Steven PalmerHistory professor Steven Palmer’s book on Medicine and Public Health in Latin America has won an award from the American Association for the History of Medicine.

History professor’s latest book honoured with award

Calling it “an extremely ambitious feat” of scholarship, the American Association for the History of Medicine has honoured a book co-authored by UWindsor history professor Steven Palmer.

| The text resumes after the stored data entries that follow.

PR #1261, opened 2019-02-26
Update .htaccess

ncarboni:
changed from rdfs to ttl and updated the htaccess

### DIFF
--- a/vir/.htaccess
+++ b/vir/.htaccess
@@ -1,23 +1,25 @@
-## Turn off MultiViews
+Options +FollowSymLinks
+RewriteEngine on
+
+# Turn off MultiViews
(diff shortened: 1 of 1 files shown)


vir/.htaccess
```diff
@@ -1,23 +1,25 @@
...
+# Turn off MultiViews
 Options -MultiViews
 
-# Rewrite engine setup
-RewriteEngine On
-			
+AddType text/turtle .ttl
+
+# In case of accept header <text/turtle>
+RewriteCond %{HTTP_ACCEPT} ^.*text/turtle.*
```
dgarijo: Is this correct? Why not just text/turtle?

PR #4722, opened 2025-02-13
Adding information for Gay Passport website.

Superraptor:
Added and tested for all example URLs.

### DIFF
--- a/GayPassport/.htaccess
+++ b/GayPassport/.htaccess
@@ -1,0 +1,61 @@
+# Example
+#
+# https://w3id.org/GayPassport/belfast redirects to https://belfast.gaypassport.com/
+# https://w3id.org/GayPassport/belfast/en redirects to https://belfast.gaypassport.com/en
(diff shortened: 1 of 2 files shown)


davidlehn:
Seems complex to remap an entire sites URL structure this way rather than use the original URLs directly.  More to maintain here, adds request latency, etc.  I'm curious what the use case is if you're willing to share.  If you have your reasons, that's fine.  This service was more targeted at long lived URLs for semantic web use where the targets may move.  This sort of general URL remapping is much less common.

Superraptor:
Use case is for external identifiers used on a Wikibase (https://lgbtdb.wikibase.cloud/wiki/Main_Page). Unfortunately they prepend the location and then append the other information. So for example, if I want to link to the Europa Hotel (https://belfast.gaypassport.com/en/outing/venue/europa-hotel) I have to create a separate Belfast Identifier to refer to it as an external identifier (since Wikibase only allows a single replacement for $1), then I'd have to create another one for London (https://london.gaypassport.com/en/outing/venue/strand-palace) and so on and so forth. GayCities does the same thing, which is why I added that one as well.

PR #4726, opened 2025-02-14
Semantic Time Series Ontology (SemTS)

alexgFIT:
Initial pull request for the Semantic Time Series Ontology (SemTS)

https://semts-ontology.github.io/SemTS/

Description:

Dr. Palmer, Canada Research Chair in History of International Health from 2006 to 2016, and co-author Marcos Cueto of the Instituto de Estudios Persuanos in Lima, Peru, received the 2017 George Rosen Prize for their book Medicine and Public Health in Latin America: A History.

The prize recognizes an outstanding book, article, essay, edited volume, museum exhibition, film or other significant contribution to the history of public health or social medicine.

In announcing the selection, committee chair David Barnes predicted that the book will have a transformative effect on the historical understanding of public health in Latin America, and will establish a new template for the study of the global South more generally.

“Cueto and Palmer have pulled off an extremely ambitious feat in critically synthesizing a vast array of secondary (and some primary) sources covering more than five hundred years and more than forty countries,” he wrote. “In particular, their foundational concepts ‘health in adversity’ and ‘culture of survival’ will stand as models for scholars in a variety of related fields.”

Palmer says the two endeavoured to synthesize work in individual countries and bring it to the emerging global history of medicine, making this “high-profile prize from the world’s premier association a perfect cap to that project.”